#### [WHAT IS BEING ASKED]
Each line from the opening of the listing below through the line that contains "happen and backtraces are totally weird.(*)" is to be output exactly as written.

#### [THE DATA]
※ ※ ※

PR #427, opened 2018-08-22
lmdb: Do not put functions into a separate text section on PPC64

vpodzime:
Somehow this breaks things horribly and such functions seem to
collide in address space with 'glibc' functions. Segfaults then
happen and backtraces are totally weird.(*)

(*) at least on RHEL 6.9, gcc (GCC) 4.4.7 20120313 (Red Hat 4.4.7-23)

### DIFF
--- a/deps-packaging/lmdb/0007-Do-not-put-functions-into-a-separate-text-section-on.patch
+++ b/deps-packaging/lmdb/0007-Do-not-put-functions-into-a-separate-text-section-on.patch
@@ -1,0 +1,35 @@
+From 5ba8c511f0e9c0bd636c8af249d3b821c22259e2 Mon Sep 17 00:00:00 2001
+From: Vratislav Podzimek <vratislav.podzimek@northern.tech>
+Date: Wed, 22 Aug 2018 16:47:04 +0200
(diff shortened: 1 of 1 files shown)


cf-bottom:

craigcomstock:
Interesting! Would be fun to know why exactly. How did you arrive at the solution?

vpodzime:
> Interesting! Would be fun to know why exactly. How did you arrive at the solution?

Based on the segfaults ending up in very weird and unrelated places in the process memory (*glibc* functions) after a `e = calloc(1, MDB_env)` call inside one of these environment functions.

deps-packaging/lmdb/0007-Do-not-put-functions-into-a-separate-text-section-on.patch
```diff
@@ -0,0 +1,35 @@
+From 5ba8c511f0e9c0bd636c8af249d3b821c22259e2 Mon Sep 17 00:00:00 2001
+From: Vratislav Podzimek <v.podzimek@mykolab.com>
```
olehermanse: Should use work e-mail here.

PR #428, opened 2018-08-24
ENT-3972: Save and restore state on package upgrade

vpodzime:
We shouldn't blindly start all our daemons/services after package
upgrade, but rather honor the original/pre-upgrade state.

Changelog: Only start previously running processes on package upgrade

### DIFF
--- a/packaging/common/script-templates/script-common.sh
+++ b/packaging/common/script-templates/script-common.sh
@@ -40,3 +40,33 @@ case "$PKG_TYPE" in
     esac
     ;;
 esac
+
+get_cfengine_state() {
+    if type systemctl >/dev/null 2>&1; then
+        systemctl list-units -l | grep -P '^\s*cf-' | sed -r 's/\s*(cf-[-a-z]+)\.service.*/\1/'
+    else
+        platform_service cfengine3 status | grep 'is running' | sed -r 's/^([-a-z]+).*/\1/'
+    fi
+}
+
+restore_cfengine_state() {
+    # $1 -- file where the state to restore is saved (see get_cfengine_state())
+
+    if type systemctl >/dev/null 2>&1; then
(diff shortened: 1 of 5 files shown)


cf-bottom:

packaging/common/script-templates/script-common.sh
```diff
@@ -40,3 +40,33 @@ case "$PKG_TYPE" in
...
+        systemctl list-units -l | grep '^cf-' | sed -r 's/(cf-[-a-z]+)\.service.*/\1/'
+    else
+        platform_service status cfengine3 | grep 'is running' | sed -r 's/^([-a-z]+).*/\1/'
+    fi
+}
+
+restore_cfengine_state() {
+    # $1 -- file where the state to restore is saved (see get_cfengine_state())
+
+    if [ -x /bin/systemctl ]; then
```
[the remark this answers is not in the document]
vpodzime: According to the other scripts we have it is. But I think using `type` or `which` would make more sense so I'll change it here.

vpodzime:
@olehermanse I fixed a few more things, please re-review.

build-scripts/set_github_status.sh
```diff
@@ -0,0 +1,74 @@
...
+#     $5 - URL to link from the status (e.g. $JOB_URL of the jenkins job)
+#   Or:
+#     $1 - where to get repos and PRs info from
+#     $2 - path to a JSON file ready to POST to GH
+# Env:
+#   $GITHUB_STATUS_TOKEN - token for GitHub authentication
+
+PRs_file="$1"
+if [ -z "$PRs_file" ]; then
+    exit 1
```
olehermanse: Maybe add example usage here, or at least in comment above?

vpodzime: This commit somehow sneaked in to the PR, it's on *master* already.

PR #429, opened 2018-08-28
Fix travis errors

Lex-2008:


Lex-2008:
must be cherry-picked, too

PR #434, opened 2018-09-19
[3.12.x] Try harder to stop PostgreSQL on upgrades

vpodzime:
If 'pg_ctl stop -m smart' fails, it means that there are some
clients that are not properly terminating their sessions. Using
'pg_ctl stop -m fast' shuts down such sessions. That may
potentially be unsafe, but the only clients of our PostgreSQL are
our components -- namely Redis, cf-hub and Mission Portal. All of
these should be dead by the time we stop PostgreSQL so it's safe
to terminate any sessions they may have left open.

(cherry picked from commit 0c3182c65c1764aadf878cf881b9906e9100e1fa)


vpodzime:
@nickanderson are you okay with this cherry-pick of #433 ?

vpodzime:
Revert if not. :smile:

PR #435, opened 2018-09-21
Set the flag for the enterprise init script in state restore

vpodzime:
The enterprise init script checks is was called from an expected
place (the core init script or state restore) so we need to tell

※ ※ ※

#### [SOLUTION TO THE EXERCISE]
PR #427, opened 2018-08-22
lmdb: Do not put functions into a separate text section on PPC64

vpodzime:
Somehow this breaks things horribly and such functions seem to
collide in address space with 'glibc' functions. Segfaults then
happen and backtraces are totally weird.(*)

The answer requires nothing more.